[Stored data entries]

PR #1617, opened 2026-01-26
Fix:s3 compatibility

LeonWang0735:
## Type of Change
- [ ] New Feature
- [x] Bug Fix
- [ ] Documentation
- [ ] Performance Improvement
- [ ] Test/CI
- [ ] Refactor
- [ ] Other:

## Related Issues

RELATE #1668

## Summary of Changes

- Fix object tag ordering: Sort tags by key alphabetically in decode_tags to match AWS S3 behavior. Fixes test_put_obj_with_tags which expects  tags in alphabetical order by Key. Allow to set the value of a tag to an empty string, but cannot set it to a null value. Reference：https://docs.aws.amazon.com/zh_cn/AWSEC2/latest/UserGuide/Using_Tags.html#tag-restrictions

- Fix authentication error code: Return InvalidAccessKeyId (403) instead of UnauthorizedAccess (401) when access key is not found, matching AWS S3 behavior. Fixes test_list_buckets_invalid_auth.
Reference:
https://docs.aws.amazon.com/zh_cn/redshift/latest/dg/s3serviceexception-error.html

- Fix metadata filtering: Filter internal metadata case-insensitively to prevent exposing x-rustfs-internal-* fields regardless of casing. Fixes test_object_copy_versioning_multipart_upload which expects only user-defined metadata in response.
- Fix CopySource parsing for special characters: Parse ?versionId query parameter before URL decoding to correctly handle object keys containing special characters like '?'. Fixes test_multipart_copy_special_names which tests multipart copy with keys like '?versionId'.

» **Task objective**:
Set down, exactly as they stand above, the lines starting with the line with "- [ ] Test/CI" and going on through the line with "## Summary of Changes", and no others.

» **Output**:
- [ ] Test/CI
- [ ] Refactor
- [ ] Other:

## Related Issues

RELATE #1668

## Summary of Changes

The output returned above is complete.